FRASER: HABS' GALLAGHER BROUGHT NON-CALLS ON HIMSELF
Hi Kerry,
I enjoy reading your column - hope you keep it up!
In the final seconds of the third period of the Winnipeg/Montreal game, Brendan Gallagher looked like he was attempting to get back on-side. However, as he was starting to skate back, Al Montoya, Zach Bogosian and Jacob Trouba blatantly interfered with his progress.

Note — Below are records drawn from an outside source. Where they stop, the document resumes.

PR #84, opened 2025-09-10
SQLCipher + Argon2 Proof of Concept

54corbin:
This POC demonstrates how to use Argon2 to derive a key from a password and use it to encrypt a SQLite database with SQLCipher.


sdmg15:
image

Tested it locally and seems to be working.


Also imported the database into this tool https://sqlite.org/fiddle/index.html. And it errors with `Error: file is not a database`. 

From the POC I can see that once the DB is unlocked it stays so for remaining time. I guess in the final implementation we'll have something like `unlock_for(time)` something similar which is done by bitcoin-core.

poc/sqlcipher_argon2/src/main.rs
```diff
@@ -0,0 +1,239 @@
...
+            fs::remove_file(&salt_path)?;
+        }
+
+        // Derive encryption key from password using Argon2
+        let salt = SaltString::generate(&mut OsRng);
+        fs::write(&salt_path, salt.as_str())?;
+
+        let argon2 = Argon2::default();
+        let password_hash = argon2
+            .hash_password(password.as_bytes(), &salt)
```
stejbac, line 111: I think it may be better to use `hash_password_into` directly instead of `hash_password`, as it mentions in the rustdoc that the latter should be used for password-based authentication only, rather than key derivation (for which it says the former should be used). It probably doesn't make much difference in this particular case, as it appears that the password hash is already the required 32 bytes and doesn't actually get truncated, and the two methods appear to me to do the same thing in that case.

I think the default features of `argon2` should accordingly be disabled, probably just using the `alloc` feature, so that the reexported `password-hash` crate isn't used at all, since we're only using `argon2` as a bare-bones KDF, rather than using the [PHC string formatting](https://github.com/P-H-C/phc-string-format/blob/master/phc-sf-spec.md) functionality provided by the `password-hash` crate.

poc/sqlcipher_argon2/src/main.rs
```diff
@@ -0,0 +1,239 @@
...
+            .map_err(|e| anyhow::anyhow!(e.to_string()))?;
+
+        // Extract the hash portion for SQLCipher key (64 hex chars)
+        let output = password_hash.hash.unwrap();
+        let key_bytes = output.as_bytes();
+        let key_hex = hex::encode(&key_bytes[..32]); // Use first 32 bytes (256 bits)
```
stejbac, line 117: This is probably a very minor point, but `hex::encode` doesn't appear to be strictly constant-time, as it's using 16-byte table lookups to encode each 4-bit nibble of the key into a hex character. Truly constant-time byte-array to hex-string conversion could probably be done with some bit bashing -- perhaps that's being a bit too paranoid.

stejbac: I doubt the hex library makes any such security guarantees , as it would make the implementation more complicated for a niche benefit. The implementation doesn't appear to me to be strictly constant-time. OTOH, a 16-byte lookup table likely fits in a single cache line, so it's probably not much of an issue in practice. Plus there's no point hardening it unless the SQLite code which decodes the hex is adopting a similar level of paranoia.

poc/sqlcipher_argon2/src/main.rs
```diff
@@ -0,0 +1,235 @@
...
+        let salt_path = format!("{db_path}.salt");
+        let salt_str = fs::read_to_string(&salt_path)?;
+
+        // Derive the correct key using stored salt
+        let salt =
+            SaltString::from_b64(salt_str.as_str()).map_err(|e| anyhow::anyhow!(e.to_string()))?;
+        let argon2 = Argon2::default();
+        let mut key_bytes = [0u8; 32]; // 256-bit key
+        argon2
+            .hash_password_into(password.as_bytes(), salt.as_str().as_bytes(), &mut key_bytes)
```
stejbac, line 153: I don't think this is right. I think you're meant to use `salt.decode_b4(&mut buf)` instead of using the base64 string itself as the salt.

If the referee wasn't around, I would have thought that he just missed it. However, this all enfolded in front of a referee. It seemed the ref either purposely wanted the game to be over, sadistically wanted Gallagher to get roughed up, or favoured the Jets to win! Please explain why it wasn't a penalty and what (if any) you would have done differently.
Regards, Lee
Hi Lee:
I can assure you that none of the three assertions you made were even remotely part of the referee's mindset or affected his ultimate decision not to assess a penalty against the Jets. Instead, Brendan Gallagher engaged in a losing battle of will with the referee when he attempted to draw a penalty by embellishing the contact with Zach Bogosian (twice) and Al Montoya. Once a referee suspects a player is guilty of embellishing he does not want to be fooled into calling a weak penalty as a result of any theatrical performance.
The battle lines were pretty much drawn at that point when Jacob Trouba came off the Winnipeg bench on a change with Tobias Enstrom. Trouba's most direct route to assume his right defense position from the Jets bench placed him on a collision course with Gallagher, who had just picked himself up off the ice after turning on Bogosian's stick, reaching his hand to the rafters and doing a reverse fall onto his back! No penalty call was forthcoming at that point.
I would have judged the encounters with Bogosian and Montoya no differently than the referee, based on the embellishment that was first initiated by Gallagher behind the Jets net. The next obvious question you will ask is if the referee deemed there was embellishment, then why not assess offsetting penalties? With under a minute to play and the puck dumped down the ice most referees would prefer to let the minor skirmish quickly play itself out and not affect the manpower on the ice when there was no immediate and direct bearing on the play.
That changed in my judgment however, once Jacob Trouba knocked Gallagher to the ice with a slightly buried shoulder and stick placed across the body of the Canadiens 'pin-ball' forward. With the puck in the neutral zone Trouba needed to give way to Gallagher and pass behind the Montreal player to allow him unimpeded exit from the Jets end zone no differently than forward giving way to a D-man backing up at the blue line. That contact by Trouba was deserving of an interference penalty. The previous embellishments clearly witnessed by the referee would certainly cause some doubt as to the legitimacy of any foul committed against Brendan Gallagher so the refs arm remained down.
I ask you to watch the play as objectively as possible and freeze-frame the action at key moments during the battles that took place. You should see Gallagher's hands initiate contact with Bogosian behind the net and the changing body posture of both players throughout the engagement. The final shove by Bogosian should not have caused the net to be pushed in an excessively tipped forward position by Gallagher. During and immediately
following each player confrontation Brendan Gallagher made direct eye contact with the referee, including verbal appeals for a penalty call. It became a failed mission.
Brendan Gallagher had a much more direct route available to him to exit the Jets end zone. He chose a path that ultimately led him into contact with Al Montoya and deep within the goal crease. Following the Montoya elbow push, Gallagher threw his head back excessively and immediately looked at the referee this time and on two more subsequent occasions hoping to see a raised arm. Gallagher's unnatural fall and look back at the ref after tripping over Bogosian's stick completed the trifecta!
Players that embellish on a consistent basis run the risk of not receiving the benefit of the doubt when they are legitimately fouled. Brendan Gallagher is too effective and too good a player to develop that unwanted reputation from the refs.